In the early 1970's, as a young criminologist, Mr. Kelling persuaded the 
police department of Kansas City to let him test the effect of 
drive-through police patrols on neighborhood crime. The department 
increased patrols in five randomly chosen neighborhoods, reduced them in 
five others, and made no changes in a third group, as a control.

The results were both valuable and surprising: Increasing patrols made no 
difference to crime rates.

Even criminologists' best efforts, however, cannot replicate the 
laboratory. Scholars have challenged the Kansas City study, on the grounds 
that the results from the control areas might have been tainted by patrol 
cars passing through en route to other neighborhoods. And a sample of 15 
neighborhoods, Mr. Kelling admits, isn't a lot on which to base conclusions.

Nowadays, say scholars, police officials are more open than ever to 
cooperating with scholars. But innovations in policing are driven by the 
needs and hopes of politicians and police officials, who adopt and modify 
and discard tactics all the time. That is no way to run an experiment.

John Jay's Mr.
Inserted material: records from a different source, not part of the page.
PR #746, opened 2022-03-14
adds openshift image derivation test

cheesesashimi:
This PR introduces the OpenShift in-cluster image derivation test. What this does is introduce a new test which will test that in-cluster image derivation works as we intend. The test works thusly:

1. We grab the latest RHCOS image which was built just prior to test execution.
2. Build a derived image from the aforementioned RHCOS image.
3. Select a cluster node to apply the image to.
4. Apply the new image using `rpm-ostree`.
5. Reboot the cluster node.
6. Verify that the cluster node came up successfully.
7. Roll back applying the derived image.

This is a deceptively large PR because it introduces a bunch of vendored dependencies. For ease of review, I added the vendored dependencies in a commit by themselves. Additionally, since I wasn't sure about the impact my changes would have upon the `coreos-assembler` image, I opted to multistage the Dockerfile build so I could inject a pre-compiled version of the layering test suite into the `coreos-assembler` image.

The test itself originally came from https://github.com/openshift/machine-config-operator/pull/2886.


tests/layering/layering_test.go
```diff
@@ -0,0 +1,207 @@
...
+	dockerConfigJSON := credentialprovider.DockerConfigJSON{
+		Auths: dockerConfig,
+	}
+	authfileData, err := json.Marshal(dockerConfigJSON)
+	require.Nil(t, err)
+	helpers.ExecCmdOnNode(t, cs, infraNode, "mkdir", "-p", path.Dir(path.Join("/rootfs", authfilePath)))
+	// will get cleaned up on reboot since file is in /run
+	writeToMCDContainer(t, cs, infraNode, path.Join("/rootfs", authfilePath), authfileData)
+
+	// rpm-ostree rebase --experimental ostree-unverified-image:docker://image-registry.openshift-image-registry.svc.cluster.local:5000/openshift-machine-config-operator/test-boot-in-cluster-image-build
```
mkenigs, line 118:
```suggestion
	// rpm-ostree rebase --experimental ostree-unverified-image:image-registry.openshift-image-registry.svc:5000/openshift-machine-config-operator/test-boot-in-cluster-image
```
or maybe just
```suggestion
	// rpm-ostree rebase --experimental imageURL
```
to avoid similar inconsistencies in the future

jlebon:
Cool!

> The test itself originally came from https://github.com/openshift/machine-config-operator/pull/2886.

Is the test exactly the same? Could we instead of adding go vendoring here, have the builder also check out the MCO repo and build the test from there?

tests/layering/layering_test.go
cheesesashimi: No worries! I'm cleaning this up as I go.

cgwalters:
So...this is definitely tricky.  As of right now, this repository is only consumed by coreos-assembler - which already has a lot of Go code for tests.  Adding new Go code here means there's another place to handle vendor bumps etc.

Another balance we try to handle though is that we don't have a hard dependency for "coreos stuff" on OpenShift or even Kubernetes.  (e.g. coreos-assembler can also be run via podman)

WDYT about having this in e.g. https://github.com/openshift/origin/tree/master/test/extended instead?  I think we can wire things up so that the new test is only run on this repo to start - but it would mean we could also more easily run it as a periodic *outside* of PRs to this repo?

That said, on the other hand there *are* advantages to having tests live with the repository.  A big part of the reason [coreos external tests](https://github.com/coreos/coreos-assembler/blob/main/docs/kola/external-tests.md) were created is that the tests can live inside the config repo (like this one) that also (for FCOS) also versions the content.

I think I lean on balance towards adding this to the openshift tests, but it's by no means a strongly held opinion.  Another counterbalance could be adding *more* tests in Go code here.

cgwalters:
Or I guess to say this another way what has me hesitating a bit is that today the output from a build of this repository is a "cosa build", which is the oscontainer image and disk images.

Now we *do* have a Dockerfile, but that's mainly to "fake out" Prow and try to get "a build" of stuff together - we don't actually ship the result of that build.

But if we're building a test, I think there are definitely cases where we'd want to build that test *outside* of building the repo - which is how the origin tests work.

If we were to go this path, perhaps actually it should be [fedora-coreos-config](https://github.com/coreos/fedora-coreos-config) that has a Go testing framework, and this adds RHCOS tests to it?  That would be a new middle ground between "external tests are in shell script" and "cosa tests which can be Go, but are lifecycled with cosa, not the OS".


Anyone else have opinions?

jlebon:
Personally, I don't really mind Go code being used for tests in this repo or in f-c-c. I think  we've discussed in the past re. how if we want to keep draining kola of tests into the config repos, we'd probably need "cosa build"-level testing there to make `kola testiso` work in that model, and I can see Go being good for this for sharing with cosa.

I really dislike the Go vendoring model though. Maybe if we go that way, we can find some way to use the vendoring from cosa and not ship any vendoring in the config repos (which might be what you're implying already with "lifecycled with cosa").

But re. this test in specific, since this is a cluster-level test (which unlike kola tests, isn't really something developers are expected to easily run locally, right?) and OpenShift CI falls over anyway if GitHub is down, could we just ship `go.sum` and `go.mod`? I think that'd make this much easier to swallow.

cheesesashimi:
I'm torn between this belonging here or in openshift/origin since this is a cluster-level test that tests interaction with RHCOS and various parts of OpenShift. I see benefits and drawbacks for both of those repos and I'm not particularly opinionated with it going in either of those places.

However, I'm not sure if it belongs with coreos-assembler or even fedora-coreos-config since those seem like they're more OS-specific tests that exercise and validate the various aspects of CoreOS. But I do see the value of vendoring the dependencies for this test within either of those repos. That said, I share @jlebon's dislike of the Go vendor model and think we can get away with only the `go.mod` / `go.sum` files in this repo.

jlebon:
Also good with this as is.
/approve

Minor suggestion to layout: add a `tests/go` subdir and in there have the `go.mod` and `go.sum` files and the `layering/` subdir.

cheesesashimi:
This is now ready for a more in-depth review.

tests/layering/layering_test.go
```diff
@@ -0,0 +1,148 @@
...
+	// ostreeUnverifiedRegistry means no GPG or container signatures are used.
+	// Right now we're usually relying on digested pulls. See
+	// https://github.com/openshift/machine-config-operator/blob/master/docs/OSUpgrades.md#questions-and-answers around integrity.
+	// See https://docs.rs/ostree-ext/0.5.1/ostree_ext/container/struct.OstreeImageReference.html
+	ostreeUnverifiedRegistry = "ostree-unverified-registry"
+	imageRegistry            = "image-registry.openshift-image-registry.svc:5000"
+	// If this moves from /run, make sure files get cleaned up
+	authfilePath   = "/run/ostree/auth.json"
+	mcoNamespace   = "openshift-machine-config-operator"
+	imagePullSpec  = "registry.ci.openshift.org/rhcos-devel/rhel-coreos:%s"
```
kikisdeliveryservice, line 30: q: why %s here?

tests/layering/node_cmd_test.go
```diff
@@ -0,0 +1,436 @@
...
+		}
+
+		// This is nil, meaning we haven't started yet
+		if status.Started == nil {
+			return false
+		}
+
+		// We haven't started the container yet
+		if *status.Started != true {
+			return false
```
kikisdeliveryservice, line 425: q: probably obvious but why a pointer?

tests/layering/node_cmd_test.go
```diff
@@ -0,0 +1,436 @@
...
+
+		if condition.Type == corev1.PodScheduled && condition.Status != "True" {
+			return false
+		}
+
+		if condition.Type == corev1.PodReady && condition.Status != "True" {
+			return false
+		}
+
+		if condition.Type == corev1.ContainersReady && condition.Status != "True" {
```
kikisdeliveryservice, line 396: q: if containers are ready and condition.status == true can the below ever be valid checks? (I think I'm asking: is containersReady a proxy for the check below??)

tests/layering/layering_test.go
```diff
@@ -0,0 +1,148 @@
...
+	metav1 "k8s.io/apimachinery/pkg/apis/meta/v1"
+)
+
+var deleteBuild = flag.Bool("delete-build", false, "Delete the derived build at the end of the test.")
+var deleteMachine = flag.Bool("delete-machine", false, "Delete the target machine after test run.")
+var streamBuild = flag.Bool("stream-build", false, "Stream the derived image build to stdout")
+var buildLogFile = flag.String("build-log", "", "Filename to write the derived image build log to")
+
+const (
+	imageStreamName = "test-boot-in-cluster-image"
```
kikisdeliveryservice, line 19: nit: could we alphabetize these so they are grouped together a little more

tests/layering/helpers_test.go
```diff
@@ -0,0 +1,611 @@
...
+
+	// Wait for the build to complete
+	return waitForBuildToRun(t, cs, build)
+}
+
+// Puts the pull secret for the MCD service account on the underlying node so rpm-ostree can use it.
+// get ImagePullSecret for the MCD service account and save to authfilePath on the node
+// eventually we should use rest.InClusterConfig() instead of cs with kubeadmin
+func putPullSecretOnNode(t *testing.T, cs *framework.ClientSet, node *corev1.Node) func() {
+	t.Logf("placing image pull secret on node")
```
kikisdeliveryservice, line 135:
```suggestion
	t.Log("placing image pull secret on node")
```

tests/layering/node_cmd_test.go
cheesesashimi: Honestly, I wasn't sure what I needed to check and went a bit overboard. Just this check alone might be sufficient.

tests/layering/helpers_test.go
```diff
@@ -0,0 +1,611 @@
...
+		Auths: dockerConfig,
+	}
+	authfileData, err := json.Marshal(dockerConfigJSON)
+	require.Nil(t, err)
+
+	require.Nil(t, writeFileToNode(t, cs, node, authfileData, authfilePath))
+
+	return func() {
+		// Clean up the pull secret from the node if the node has not rebooted and we do not want to delete it.
+		t.Logf("cleaning up pull secret from node")
```
kikisdeliveryservice, line 161: logf->log or alternatively add "node: %s, node.name" (or something)

tests/layering/node_cmd_test.go
cheesesashimi: The `Started` field is a pointer and one has to deference it in order to check if its true or false. I probably could've done something like:

```golang
if status.Started != nil && *status.Started != true {
  return false
}
```

tests/layering/helpers_test.go
```diff
@@ -0,0 +1,611 @@
...
+
+	t.Logf("new OS image placed in %v", cmdResult.Duration)
+
+	return nil
+}
+
+// Rolls back to the original OS image that was on the node.
+func rollbackToOriginalImage(t *testing.T, cs *framework.ClientSet, node *corev1.Node) error {
+	// Apply the rollback to the previous image
+	t.Logf("rolling back to previous OS image")
```
kikisdeliveryservice, line 224: :)

tests/layering/helpers_test.go
```diff
@@ -0,0 +1,611 @@
...
+
+	return false
+}
+
+// RebootAndWait reboots a node, waits until it's status is ready.
+func rebootAndWait(t *testing.T, cs *framework.ClientSet, node *corev1.Node) error {
+	t.Logf("rebooting %s", node.Name)
+
+	// Get an updated node object since this one may potentially be out-of-date
+	updatedNode, err := cs.Nodes().Get(context.TODO(), node.ObjectMeta.Name, metav1.GetOptions{})
```
kikisdeliveryservice, line 312:
```suggestion
	updatedNode, err := cs.Nodes().Get(context.TODO(), node.Name, metav1.GetOptions{})
```
You shouldn't need ObectMeta to get name for node of corev1.Node type for example in our repo: https://github.com/openshift/machine-config-operator/blob/9c6c2bfd7ed498bfbc296d530d1839bd6a177b0b/pkg/daemon/node.go#L24

tests/layering/helpers_test.go
```diff
@@ -0,0 +1,611 @@
...
+
+	prevBootID := updatedNode.Status.NodeInfo.BootID
+
+	if _, err := ExecCmdOnNode(cs, node, []string{"systemctl", "reboot"}); err != nil {
+		return fmt.Errorf("could not reboot node: %w", err)
+	}
+
+	startTime := time.Now()
+	err = wait.Poll(2*time.Second, 10*time.Minute, func() (bool, error) {
+		n, err := cs.Nodes().Get(context.TODO(), node.ObjectMeta.Name, metav1.GetOptions{})
```
kikisdeliveryservice, line 325: same as above re:objectmeta

tests/layering/layering_test.go
cheesesashimi: This value gets replaced in with either `latest` or the OCP release (e.g., `4.11`) using https://github.com/openshift/os/pull/746/files#diff-58ffaa9005e1e047a4897d0a0d8a414238a5334c730449caa62fbd8fca7cb34dR36.

This occurs here: https://github.com/openshift/os/pull/746/files#diff-58ffaa9005e1e047a4897d0a0d8a414238a5334c730449caa62fbd8fca7cb34dR75.

My reasoning was that this could run on all of the release branches as well as `master`, so it should pull the appropriate image for that branch.

tests/layering/node_cmd_test.go
kikisdeliveryservice: i was thinking the same thing on that one :)

tests/layering/node_cmd_test.go
```diff
@@ -0,0 +1,436 @@
+package e2e_test
```
cheesesashimi, line 1: I wanted to mention that I may want to eventually port this library to the MCO's testing library. With this present, we could reduce our need to shell out to `oc` to execute arbitrary commands on a node.

tests/layering/helpers_test.go
cheesesashimi: I made that mistake a lot; sorry! I'll get them all fixed and make a note to tune my linter.

tests/layering/node_cmd_test.go
kikisdeliveryservice: good idea, along those lines, can you add an owners file to this tests/layering?

tests/layering/layering_test.go
kikisdeliveryservice: for some reason link not working what line is it (just for my own info when you get a chance)

tests/layering/helpers_test.go
```diff
@@ -0,0 +1,611 @@
...
+	runOpts := NodeCmdOpts{
+		Command: []string{"systemctl", "show", "--no-page", "rpm-ostreed"},
+		Retries: 5,
+		RetryCheckFunc: func(attempt int, cr *CmdResult, err error) bool {
+			// We ran into an error trying to get the rpm-ostreed status, retry.
+			if err != nil {
+				return false
+			}
+
+			combined := string(cr.Stdout) + string(cr.Stderr)
```
kikisdeliveryservice, line 361: do we need a space or colon or something here ie ...+ " " + string(...)

cheesesashimi: I don't think we do, but it couldn't hurt!

tests/layering/layering_test.go
```diff
@@ -0,0 +1,148 @@
...
+
+type Deployments struct {
+	Booted                  bool   `json:"booted"`
+	ContainerImageReference string `json:"container-image-reference"`
+}
+
+type Status struct {
+	Deployments []Deployments `json:"deployments"`
+}
+
```
mkenigs, line 43: We really need to make this a library somewhere :flushed: 
https://github.com/jkyros/machine-config-operator/pull/1#discussion_r819106902

tests/layering/helpers_test.go
```diff
@@ -0,0 +1,611 @@
...
+
+	_, err := cs.ImageStreams(mcoNamespace).Create(context.TODO(), imageStreamConfig, metav1.CreateOptions{})
+	if err != nil && !k8sErrors.IsAlreadyExists(err) {
+		// If we have an error and it is not an already exists error, something is wrong.
+		return err
+	}
+
+	if k8sErrors.IsAlreadyExists(err) {
+		// We've already got an imagestream matching this name
+		imagestream, err := cs.ImageStreams(mcoNamespace).Get(context.TODO(), imageStreamName, metav1.GetOptions{})
```
mkenigs, line 63: Not sure how much it matters but I've been asked before to do `ctx := context.TODO()` and then use `ctx` when I'm calling `context.TODO()` repeatedly. You have that here and a few other places

tests/layering/helpers_test.go
```diff
@@ -0,0 +1,611 @@
...
+// a previously-built image, if one is available.
+func maybeBuildDerivedOSImage(t *testing.T, cs *framework.ClientSet) error {
+	imageStreamConfig := &imagev1.ImageStream{
+		ObjectMeta: metav1.ObjectMeta{
+			Name:      imageStreamName,
+			Namespace: mcoNamespace,
+		},
+	}
+
+	_, err := cs.ImageStreams(mcoNamespace).Create(context.TODO(), imageStreamConfig, metav1.CreateOptions{})
```
mkenigs, line 55: Might be my imagination but it feels like a slightly more common pattern to call `Get` first and then `Create` second if it doesn't exist

tests/layering/layering_test.go
mkenigs: tests/layering/helpers_test.go:75

tests/layering/helpers_test.go
```diff
@@ -0,0 +1,611 @@
...
+		}
+
+		// Lets see if it has an image we can use
+		if len(imagestream.Status.Tags) != 0 {
+			t.Logf("image already built, reusing!")
+			return nil
+		}
+	}
+
+	baseImageBuildArg := fmt.Sprintf(imagePullSpec, getBaseImageTag())
```
mkenigs, line 75: How come you're grabbing this from an env var?

tests/layering/helpers_test.go
```diff
@@ -0,0 +1,611 @@
...
+	if err != nil {
+		return fmt.Errorf("could not create build: %w", err)
+	}
+
+	t.Log("base image derivation build started")
+
+	build, err := cs.BuildV1Interface.Builds(mcoNamespace).Get(context.TODO(), buildConfig.Name, metav1.GetOptions{})
+	if err != nil {
+		return fmt.Errorf("could not get build %s: %w", build.Name, err)
+	}
```
mkenigs, line 125: Does the `Create` call already return the build?

tests/layering/helpers_test.go
```diff
@@ -0,0 +1,611 @@
...
+	dockerConfigJSON := credentialprovider.DockerConfigJSON{
+		Auths: dockerConfig,
+	}
+	authfileData, err := json.Marshal(dockerConfigJSON)
+	require.Nil(t, err)
+
+	require.Nil(t, writeFileToNode(t, cs, node, authfileData, authfilePath))
+
+	return func() {
+		// Clean up the pull secret from the node if the node has not rebooted and we do not want to delete it.
```
mkenigs, line 160:
```suggestion
		// Allow cleaning up the pull secret from the node if the node will not be rebooted or deleted
```

tests/layering/layering_test.go
```diff
@@ -0,0 +1,148 @@
...
+		},
+		{
+			name: "Boots Into Derived Image",
+			testFunc: func(t *testing.T) {
+				nodeRebooted := false
+				deletePullSecret := putPullSecretOnNode(t, cs, targetNode)
+				defer func() {
+					// The pull secret should be cleared from the node upon reboot since
+					// it is placed into the /run directory. However, if the node does
+					// not reboot and we're not deleting it, we should clean it up.
```
mkenigs, line 103: I got confused about whether it was the pull secret or the node, maybe
```suggestion
					// not reboot or get deleted, we should clean it up.
```

tests/layering/helpers_test.go
cheesesashimi: What you suggested is good practice and something I should have been doing. Will fix.

tests/layering/helpers_test.go
cheesesashimi: I could see that being the case. If that's what's more common, I'll adopt that pattern instead.

tests/layering/helpers_test.go
cheesesashimi: Sort of. I don't think it's a complete build object. In other words, if you didn't supply some metadata, what it returns may be missing that metadata. However, I think that may be fine for what I'm doing with it.

tests/layering/helpers_test.go
cheesesashimi: Yeah, I'll go through and fix all of those. I'm not sure why I did that ¯\_(ツ)_/¯

tests/layering/helpers_test.go
cheesesashimi: I have a slightly better idea to do that, somewhat inspired by how `os/exec` does it.

tests/layering/helpers_test.go
mkenigs: I dunno if it actually is though, I bet @kikisdeliveryservice would know?

tests/layering/layering_test.go
mkenigs: We also have a duplicated `getRPMOStreeStatus`

tests/layering/helpers_test.go
kikisdeliveryservice: I'm a little confused bc I can't find this line anymore - but it depends on what you're doing (which I can't tell bc I can't find the line)

cheesesashimi:
After a bunch of refactoring, I think this is ready for a final review.

cgwalters (approved):
Oops I started a review but forgot to click submit.
Nothing blocking though!

cgwalters:
Is it correct the state of things that this just adds the test, but nothing executes it today?

Are you thinking we'd run the test in the periodic?

Nothing stops us from having an opt-in
`/test derivation`
here too?

OK but actually, don't we need to wire this test up to "launch a cluster" bits?

cgwalters:
From my PoV though I'm good to `/lgtm` and iterate further after merge.  Will leave open for a bit in case anyone else has comments.

cheesesashimi:
> Is it correct the state of things that this just adds the test, but nothing executes it today?

Yup. This just adds the test for now.

> Are you thinking we'd run the test in the periodic?

That was my plan. I think it would also be good to run on PRs as you mention below this.

> OK but actually, don't we need to wire this test up to "launch a cluster" bits?

Correct. That's being worked on in https://github.com/openshift/release/pull/26912. The "magic" bit over there is the `workflow: ipi-gcp` line which causes the OpenShift CI system to provision a cluster.

kikisdeliveryservice:
I can give this a final pass this afternoon

kikisdeliveryservice:
This looks great, Zack. 

/lgtm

Karmen believes that firmer conclusions about how much 
policing matters are within reach. The answers, he says, lie in municipal 
filing cabinets and on hard drives, where police departments keep data on 
urban crime patterns that they have not been eager to make public.

Others are less optimistic. The precipitous drop in crime offered a prime 
opportunity to set up experiments like Mr. Sampson's, conduct surveys, and 
observe policing up close. Now that recent statistics suggest that trend is 
slowing, scholars wonder whether they have missed the chance of a lifetime. 
"We'll be having this debate for the next 15 years," says Mr. Kelling.